Internals: backtracking - troyp/jq GitHub Wiki

Introduction

The jq language is a generator/backtracking-type functional language. Expressions produce zero, one, or more results. Producing zero results is the same backtracking, and as a result the empty builtin triggers backtracking.

When backtracking, the VM unwinds the stack, freeing garbage as it goes, up to a saved point (a ”fork point“), restarting at that point. The resumed instruction knows that a backtrack has occurred and can do a variety of things as a result, such as: produce the next result in some low-level operation (e.g., EACH, for .[], INDEX for .[expr]). Many built-in generators work by catching backtracking and producing the next value until there are no more values to produce, in which case they backtrack.

Fundamental generators in jq:

  • the comma operator (FORK opcode)
  • .[] (iterate values of .) (EACH opcode)
  • range(init;upto) (RANGE opcode)
  • the path() builtin (PATH_BEGIN and PATH_END opcodes)
  • the last expression, the one that outputs values to the calling C program (RET opcode)

Generators can be implemented in terms of existing jq language functionality. For example, the new range(init;upto;by) builtin is a jq-coded function, using only:

  • the comma operator for generation
  • tail-call optimized recursion for iteration
  • sub-functions (yes, jq functions can define sub-functions!)

Deep dive

Programmers familiar with the internals of Schemes, LISPs, or more esoteric languages like Prolog or Icon, will probably understand easily how jq generators and backtracking work.

Programmers familiar with GCC's local function extension to the C language will also easily understand how jq generators and backtracking work.

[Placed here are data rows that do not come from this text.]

PR #375, opened 2024-04-04
Maya: Create multiple "render" instances better error message

BigRoy:
## Changelog Description

Provide better descriptive message on the creation failure when trying to create another "render" instance.

## Additional info

The render instance acts as a Singleton instance. When present all renderlayers in the scene are detected as renderable instances - this might not be clear for newcomers at first and they may expect that clicking Create again will in fact create more Render Setup layers. This improved message provides better guidance to new artists

Before:
image

After:
image

## Testing notes:

1. Create a render instance.
2. Create it again. (You'll get the error message)


LiborBatek (approved):
All working fine (nevermind my odd UI scaling as usual due to Win upscale factor to 150%)

image

PR #383, opened 2024-04-09
Unreal: various fixes

antirotor:
## Changelog Description
This PR is fixing some things in ayon-core and unreal workflows. Main issue is that loading of Layout and Camera didn't work it tried to create the whole hierarchy based on the Folder in AYON, but after each item in the hierarchy it crashed. So when you ran the loader multiple times, it would at the end load. This is an attempt to fix it, but I think we will need to refactor the logic somehow anyway.

> [!WARNING]
> This is still live PR with changes coming and going

## Testing notes:
- Loading of pulished Cameras and Layouts should work


antirotor:
closing this because of https://github.com/ynput/ayon-core/pull/614 and also because it is stale

PR #558, opened 2024-05-28
Create logic: Fix parent property in PublishAttributeValues

iLLiCiTiT:
## Changelog Description
Property `parent` actually does return the parent object.

## Testing notes:
1. The property is not used so there is not much to test.


BigRoy (approved):
Didn't test but the change itself makes sense.

PR #560, opened 2024-05-28
Publisher: filter creators based on task

kalisp:
## Changelog Description
This provides a way how to limit list of provided Creators in Publisher based on current context. This should
help artists decision which creator they should use.

Creator labels can by `copy&pasted` from Publisher.

## Additional info
If you want to limit which creators should be shown, provide some profile, based on host name and task info.
Put creator identifier to `Allowed Creator Labels`.

## Testing notes:
1. configure `ayon+settings://core/tools/creator/filter_creator_profiles?project=ayon_test`
core_tools_filter_creators

3. check that configured profile was applied and appropriate creator is shown/not shown in middle column with list of creators inside of Publisher


client/ayon_core/tools/publisher/control.py
```diff
@@ -1839,6 +1853,45 @@ def _collect_creator_items(self):
...
+        if host_name == "traypublisher":
+            # no real context known
+            return allowed_creator_identifiers
+        proj_settings = get_project_settings(project_name)
+        filter_creator_profiles = (
+            proj_settings
+            ["core"]
+            ["tools"]
+            ["creator"]
+            ["filter_creator_profiles"]
```
BigRoy, line 1878: Should we be careful with someone running an older server addon but a newer client potentially? Or is that more of an issue for e.g. `houdini` etc. because they are included within ayon core?
```suggestion
            .get("filter_creator_profiles", [])
```

client/ayon_core/tools/publisher/control.py
```diff
@@ -1839,6 +1853,45 @@ def _collect_creator_items(self):
...
+    ):
+        """Provide configured creator identifier in this context
+
+        If no profile provided for current context, it shows all creators
+        """
+        allowed_creator_identifiers = []
+        if host_name == "traypublisher":
+            # no real context known
+            return allowed_creator_identifiers
+        proj_settings = get_project_settings(project_name)
```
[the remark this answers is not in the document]
kalisp: I was looking for it, couldn't find it. It is not on `CreateContext` (and Task entity or better task_type neither).

server/settings/tools.py
```diff
@@ -35,6 +35,22 @@ class ProductNameProfile(BaseSettingsModel):
...
+    hosts: list[str] = SettingsField(default_factory=list, title="Hosts")
+    task_types: list[str] = SettingsField(
+        default_factory=list,
+        title="Task types",
+        enum_resolver=task_types_enum
+    )
+    task_names: list[str] = SettingsField(default_factory=list,
+                                          title="Task names")
+    creator_identifiers: list[str] = SettingsField(
+        "", title="Allowed Creator Identifiers")
```
iLLiCiTiT, line 51:
```suggestion
        default_factory=list,
        title="Allowed Creator Identifiers")
```

server/settings/tools.py
```diff
@@ -35,6 +35,22 @@ class ProductNameProfile(BaseSettingsModel):
...
+
+    _layout = "expanded"
+    hosts: list[str] = SettingsField(default_factory=list, title="Hosts")
+    task_types: list[str] = SettingsField(
+        default_factory=list,
+        title="Task types",
+        enum_resolver=task_types_enum
+    )
+    task_names: list[str] = SettingsField(default_factory=list,
+                                          title="Task names")
```
iLLiCiTiT, line 49:
```suggestion
    task_names: list[str] = SettingsField(
        default_factory=list,
        title="Task names")
```

client/ayon_core/tools/publisher/control.py
```diff
@@ -1839,6 +1853,45 @@ def _collect_creator_items(self):
...
         return output
 
+    def _get_allowed_creator_identifiers(
+            self,
+            project_name,
+            host_name,
+            task_name,
+            task_type,
+            log=None
+    ):
```
iLLiCiTiT, line 1863: This should return `None` if there are no filters instead of empty list.

client/ayon_core/tools/publisher/control.py
```diff
@@ -1839,6 +1853,45 @@ def _collect_creator_items(self):
...
+        """Provide configured creator identifier in this context
+
+        If no profile provided for current context, it shows all creators
+        """
+        allowed_creator_identifiers = []
+        if host_name == "traypublisher":
+            # no real context known
+            return allowed_creator_identifiers
```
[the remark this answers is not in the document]
iLLiCiTiT: There should not be anything host specific here.

client/ayon_core/tools/publisher/control.py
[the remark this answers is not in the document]
iLLiCiTiT:
```suggestion
        project_settings = get_project_settings(project_name)
```

client/ayon_core/tools/publisher/control.py
```diff
@@ -1839,6 +1853,45 @@ def _collect_creator_items(self):
 
         return output
 
+    def _get_allowed_creator_identifiers(
+            self,
+            project_name,
+            host_name,
+            task_name,
+            task_type,
+            log=None
```
iLLiCiTiT, line 1862:
```suggestion
        self,
        project_name,
        host_name,
        task_name,
        task_type,
        log=None
```

client/ayon_core/tools/publisher/control.py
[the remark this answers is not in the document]
iLLiCiTiT: But I agree it should be taken from `CreateContext`. We should probably add `project_settings` property to `CreateContext` class.

client/ayon_core/tools/publisher/control.py
```diff
@@ -1827,8 +1830,19 @@ def _reset_plugins(self):
     def _collect_creator_items(self):
         # TODO add crashed initialization of create plugins to report
         output = {}
+        allowed_creator_identifiers = self._get_allowed_creator_identifiers(
+            self.project_name,
+            self._create_context.host_name,
+            self.current_task_name,
+            get_current_task_entity()["taskType"],
```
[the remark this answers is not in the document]
iLLiCiTiT: Should be added to `CreateContext`, controller should use only host or create context object to get information, never "global" context.

server/settings/tools.py
```diff
@@ -35,6 +35,22 @@ class ProductNameProfile(BaseSettingsModel):
...
+    creator_identifiers: list[str] = SettingsField(
```
iLLiCiTiT, line 50: We should maybe use enum switcher to "Show all" vs. "Filter by identifier".
```python
def creator_profilte_filter_options():
    return [
        {"value": "creator_identifiers", "label": "Filter by identifier"},
        {"value": "show_all", "label": "Show all"},
    ]


class FilterCreatorProfile(BaseSettingsModel):
    """Provide list of allowed Creator identifiers for context"""

    _layout = "expanded"
    host_names: list[str] = SettingsField(
        default_factory=list, title="Host names"
    )
    task_types: list[str] = SettingsField(
        default_factory=list,
        title="Task types",
        enum_resolver=task_types_enum
    )
    task_names: list[str] = SettingsField(
        default_factory=list,
        title="Task names"
    )
    filter_variant: str = SettingsField(
        "creator_identifiers",
        title="Filter variant",
        enum_resolver=creator_profilte_filter_options,
        conditionalEnum = True,
    )
    creator_identifiers: list[str] = SettingsField(
        default_factory=list,
        title="Allowed Identifiers"
    )
```

server/settings/tools.py
```diff
@@ -35,6 +35,22 @@ class ProductNameProfile(BaseSettingsModel):
     template: str = SettingsField("", title="Template")
 
 
+class FilterCreatorProfile(BaseSettingsModel):
```
iLLiCiTiT, line 38: We should maybe use enum switcher to "Show all" vs. "Filter by identifier".
```python
def creator_profilte_filter_options():
    return [
        {"value": "creator_identifiers", "label": "Filter by identifier"},
        {"value": "show_all", "label": "Show all"},
    ]


class FilterCreatorProfile(BaseSettingsModel):
    """Provide list of allowed Creator identifiers for context"""

    _layout = "expanded"
    host_names: list[str] = SettingsField(
        default_factory=list, title="Host names"
    )
    task_types: list[str] = SettingsField(
        default_factory=list,
        title="Task types",
        enum_resolver=task_types_enum
    )
    task_names: list[str] = SettingsField(
        default_factory=list,
        title="Task names"
    )
    filter_variant: str = SettingsField(
        "creator_identifiers",
        title="Filter variant",
        enum_resolver=creator_profilte_filter_options,
        conditionalEnum = True,
    )
    creator_identifiers: list[str] = SettingsField(
        default_factory=list,
        title="Allowed Identifiers"
    )
```

client/ayon_core/tools/publisher/control.py
iLLiCiTiT: > I had seen a lot of fallbacks being applied in other PRs, but maybe that was because the client facing code was ayon_core being sepately updated from e.g. ayon_houdini server addon - so I guess you can ignore this, yes.

Yep, the fallbacks are in hosts and modules, which have settings in `server_addons` folder.

client/ayon_core/tools/publisher/control.py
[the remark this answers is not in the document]
kalisp: I changed querying of task_type to be more safe. Traypublisher doesnt have anything in `get_current_task_entity`

client/ayon_core/tools/publisher/control.py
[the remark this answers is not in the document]
kalisp: Added project_settings to CreateContext

MustafaJafar (approved):
Hey, 
I gave it a quick shot on my side in Houdini. it works. 

For reference here's how my settings looks like:
image

and here's a snap from Houdini in different tasks: 
<table>
<tr>
<td></td>
<td></td>
</tr>
</table>

---

I have one question though. Is it easy for pipeline admins to know the value of creator identifier ?

client/ayon_core/pipeline/create/context.py
```diff
@@ -1401,6 +1401,7 @@ def __init__(
         self._current_folder_path = None
         self._current_task_name = None
```
iLLiCiTiT, line 1402:
```suggestion
        self._current_task_name = None
        self._current_task_entity = None
```

client/ayon_core/pipeline/create/context.py
```diff
@@ -1401,6 +1401,7 @@ def __init__(
...
         self._current_workfile_path = None
+        self._current_project_settings = None
```
iLLiCiTiT, line 1404: Both `self._current_project_settings` and `self._current_task_entity` should be reset to `None` in `reset_current_context`.

client/ayon_core/pipeline/create/context.py
```diff
@@ -1592,6 +1604,12 @@ def get_current_project_anatomy(self):
                 self._current_project_name)
         return self._current_project_anatomy
 
+    def get_current_project_settings(self):
```
iLLiCiTiT, line 1607: This method should be used in `_reset_creator_plugins`.

client/ayon_core/tools/publisher/control.py
```diff
@@ -1827,8 +1839,25 @@ def _reset_plugins(self):
     def _collect_creator_items(self):
         # TODO add crashed initialization of create plugins to report
         output = {}
+        task_type = None
+        current_task_entity = get_current_task_entity()
```
iLLiCiTiT, line 1843:
```suggestion
        current_task_entity = self._create_context.get_current_task_entity()
```

client/ayon_core/tools/publisher/control.py
```diff
@@ -1662,6 +1664,16 @@ def current_task_name(self):
 
         return self._create_context.get_current_task_name()
 
+    @property
+    def current_project_settings(self):
```
iLLiCiTiT, line 1668: I would make this private `_current_project_settings`.

client/ayon_core/pipeline/create/context.py
kalisp: Done

client/ayon_core/tools/publisher/control.py
kalisp: I was following other `current_folder_path`, ` current_task_name`. Not really sure why these are as properties and `current_project_settings` should be private.

iLLiCiTiT: Those properties are public api of controller, `current_project_settings` is used as private property of the controller.

server/settings/tools.py
```diff
@@ -50,9 +50,11 @@ class FilterCreatorProfile(BaseSettingsModel):
     task_names: list[str] = SettingsField(
         default_factory=list,
         title="Task names")
-    creator_identifiers: list[str] = SettingsField(
+    creator_labels: list[str] = SettingsField(
         default_factory=list,
-        title="Allowed Creator Identifiers")
+        title="Allowed Creator Labels",
+        description="Copy creator label from Publisher, regex supported."
+    )
```
BigRoy, line 57: Oh boy - is matching by label really the best choice here? I understand `identifiers` aren't necessarily easily accessible or whatever but at least they are supposed to be static. But labels feel way more 'fluid' than that.

How about we just allow to enable creators based on their `product_type`? Which may be even easier than the label, and at least also considered stable? (We might still need the additional filtering to 'identifier' for the specific cases where multiple creators exist for a single product type - which may happen in some cases).

server/settings/tools.py
```diff
@@ -70,7 +72,9 @@ class CreatorToolModel(BaseSettingsModel):
 
     filter_creator_profiles: list[FilterCreatorProfile] = SettingsField(
         default_factory=list,
-        title="Filter creator profiles"
+        title="Filter creator profiles",
+        description="White list of creator labels that will be only shown if "
```
BigRoy, line 76: _Whitelist_ is one word.
```suggestion
        description="Whitelist of creator labels that will be only shown if "
```

Deadline a few years back changed "whitelist" to "Allow list" due to connotation with with and black in whitelist and blacklist. Do we want to do the same here?
```suggestion
        description="Allowed list of creator labels that will be only shown if "
```

server/settings/tools.py
kalisp: That doesn't match planned aliasing of creators. If I understood it correctly, you might have `ImageHD`, `ImageLD` creators both producing `image` product type, but you would like still to show only `ImageHD` for one task and the other creator for different.

client/ayon_core/tools/publisher/control.py
```diff
@@ -1885,8 +1887,16 @@ def _get_allowed_creator_identifiers(self):
...
-        return allowed_creator_identifiers
+            allowed_creator_labels = profile["creator_labels"]
+            self.log.debug(f"Only allowed `{allowed_creator_labels}` creators")
+        return allowed_creator_labels
+
+    def _label_matches_allowed(self, label, allowed_labels):
+        """Implement regex support for allowed labels."""
+        for allowed in allowed_labels:
+            if re.match(allowed, label):
+                return True
```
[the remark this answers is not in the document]
kalisp: Hm, I would expect that speed up would be negligent, but it is not too unreadable so ok.

client/ayon_core/tools/publisher/control.py
```diff
@@ -1893,9 +1893,9 @@ def _get_allowed_creator_labels(self):
 
     def _label_matches_allowed(self, label, allowed_labels):
         """Implement regex support for allowed labels."""
-        for allowed in allowed_labels:
-            if re.match(allowed, label):
-                return True
+        allowed_patterns = re.compile("|".join(allowed_labels))
```
BigRoy, line 1896: Even better if we can take this join and compile outside of the `for loop` where this method is called.
Which has the benefit that this just turns into:
```python
return bool(pattern.match(label))
```

server/settings/tools.py
BigRoy: I see. So 'aliases' would still have the same identifier as well, just different labels?

Anyway, I might be nitpicky. But "labels" definitely don't seem like a constant 'name' to me we should be using as an identifier or key for a particular creator but maybe this use case warrants it.

iLLiCiTiT: You can't have create 2 plugins with same identifier.

server/settings/tools.py
iLLiCiTiT: BTW what about this comment, which adds option to not show any create plugins.

client/ayon_core/tools/publisher/control.py
```diff
@@ -1827,8 +1838,16 @@ def _reset_plugins(self):
     def _collect_creator_items(self):
         # TODO add crashed initialization of create plugins to report
         output = {}
+        allowed_creator_labels = self._get_allowed_creator_labels()
         for identifier, creator in self._create_context.creators.items():
             try:
+                if (
+                    allowed_creator_labels is not None
```
iLLiCiTiT, line 1845: This condition could be moved to `_label_matches_allowed`.

client/ayon_core/tools/publisher/control.py
```diff
@@ -1839,6 +1858,46 @@ def _collect_creator_items(self):
...
+            "task_names": self.current_task_name,
+            "task_types": task_type,
+            "host_names": self._create_context.host_name
+        }
+        profile = filter_profiles(
+            filter_creator_profiles,
+            filtering_criteria,
+            logger=self.log
+        )
+
```
iLLiCiTiT, line 1888:
```suggestion

allowed_creator_labels = None
```

MilaKudr (approved):

server/settings/tools.py
kalisp: Yeah, using labels as keys sounds really bad, but I don't think any lead would like to dive into code to get those, product type seems reasonable too, but you would still figure out if that product type is actually produced in DCC, with Labels it seems pretty straightforward to open DCC and Publisher, copy&paste from it directly into Settings with no fuss.

I dont think we are changing labels too often, they are pretty static after they are implemented, imho. It could bite us if we would like to do internationalization, but that would open completely new can of worms so this one would be the smallest issue.

client/ayon_core/tools/publisher/control.py
```diff
@@ -1827,8 +1838,13 @@ def _reset_plugins(self):
     def _collect_creator_items(self):
         # TODO add crashed initialization of create plugins to report
         output = {}
+        allowed_creator_labels = self._get_allowed_creator_labels()
         for identifier, creator in self._create_context.creators.items():
             try:
+                if (not self._is_label_allowed(
+                        creator.label, allowed_creator_labels)):
+                    self.log.debug(f"{creator.label} not allowed for context")
+                    continue
```
BigRoy, line 1847: You're still recompiling and joining the regexes in the for loop - which we don't want. Plus we're putting 'too much' logic in the try..except that may just fail without us wanting to ignore it.

We're better off preparing the pattern before the loop. Like this:
```suggestion
        allowed_creator_labels = self._get_allowed_creator_labels()
        allowed_creator_label_regex = re.compile("|".join(allowed_created_labels))
        for identifier, creator in self._create_context.creators.items():
            try:
                if not allowed_creator_label_regex.match(creator.label):
                    self.log.debug(f"{creator.label} not allowed for context")
                    continue
```
However, that wouldn't handle the no filters case - but similar to that we could make it `None`.  just make sure to `join` the list and pattern outside of the loop instead of doing this per creator.

kalisp: I think we are sacrificing encapsulation and readability to negligent speed improvement.

BigRoy: The joining on each iteration will be relatively costly - likely slower even than your previous code with the regex match per pattern due to that caching internally per frame.

Also, the comparison should not be in the try except.


I feel like here we're not suffering that much readability actually
```python
allowed_creators_pattern = self._get_allowed_creators_pattern()
for identifier, creator in self._create_context.creators.items():
    if (
        allowed_creators_pattern is not None
        and not allowed_creators_pattern.match(creator.label)
    ):
       continue

    try:
        output[identifier] = CreatorItem.from_creator(creator)
    except Exception:
        self.log.error(
            "Failed to create creator item for '%s'",
            identifier,
            exc_info=True
        )
```

where `_get_allowed_creators_pattern()` returns `Optional[re.Pattern]`

64qam (approved):

server/settings/tools.py
kalisp: That is already handled by creating profile without any allowed creators

client/ayon_core/tools/publisher/control.py
kalisp: Updated

client/ayon_core/tools/publisher/control.py
```diff
@@ -1839,6 +1855,60 @@ def _collect_creator_items(self):
...
+    def _is_label_allowed(self, label, allowed_label_regexes):
+        """Implement regex support for allowed labels.
+
+        Args:
+            label (str): Label of creator - shown in Publisher
+            allowed_label_regexes (str): compiled regular expression
+        """
+        if not allowed_label_regexes:
+            return True
+        return bool(allowed_label_regexes.match(label))
```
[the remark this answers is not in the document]
kalisp: Updated

BigRoy (approved):
Didn't test the code, but overall the code changes look good. Might need some testing by someone still if it hasn't been thoroughly tested yet.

For everyone else the key to understanding jq generators and backtracking is as follows:

  • Calling a function pushes a new call frame on the jq interpreted stack, much as one would expect in a typical C implementation
  • Returning from a function, however, is actually like a yield in Python and other such languages:
    • The RET instruction calls frame_pop(), which one would expect…
    • …but the frame_pop() function often does not pop anything from the stack, instead it changes the frame pointer to point to the previous frame.
    • The RET instruction then pushes a backtrack point onto the stack with stack_push(). The ”return“ v

The effect of this is that returning from a jq function leaves the callee's frame on the stack and pushes a backtrack point. Eventually the callee will be restarted by backtracking to its RET instruction, which will restore the current frame pointer to be the callee's. If the caller being yielded to needs to push more things onto the stack, these get pushed past the callee's frame. At some point the callee will have no more values to output, in which case it will backtrack. Backtracking is more similar to returning in C than is yielding.

Note that frames are back-linked in a way that corresponds to the jq program's pipes. The compiler counts the nesting level (number of pipes to cross) to get to a symbol such as a variable reference, and records this as a “level” in the bytecode produced for, e.g., a LOADV instruction. The interpreter then traverses that many frames to find the frame in which the binder for that symbol is to be found. Note that frames of callees are not in the caller's back-link list! This is how lexical binding works in jq then, and it is akin to deep binding in that it requires iteration to find symbols, with global-most symbol references requiring the most iteration to resolve. (The run-time could use something more like shallow binding, but the cost would be to copy, at frame-push time, all bound references that might be needed by the new frame's bytecode.)

A compilation to C with local functions would map the jq output/yield/return operation to a function call of a continuation, where a continuation is the function pointer of a local function that closes over local variables of its parent function. Backtracking would map to a normal C function return, or perhaps to calling a computed goto (another GCC extension to C).

Of course, a better compilation to low-level code would avoid using extended C local functions as those require a system call to permit execution of the stack page where the local function object is allocated. (The GCC local function implementation creates executable function objects on the stack in order to take their address; these are known as ”trampolines“. In principle C could have larger pointers for local function pointers such that calling such a function pointer does not require an executable trampoline on the stack, but in practice the type name for such function pointers would have to indicate that the pointer is a closure pointer, and C has not been extended to make this possible, not even by GCC, therefore trampolines are unavoidably necessary.) Instead a standard C function + callback argument could be used, or compilation to the LLVM IR could be used to bypass C altogether to produce even more optimized code.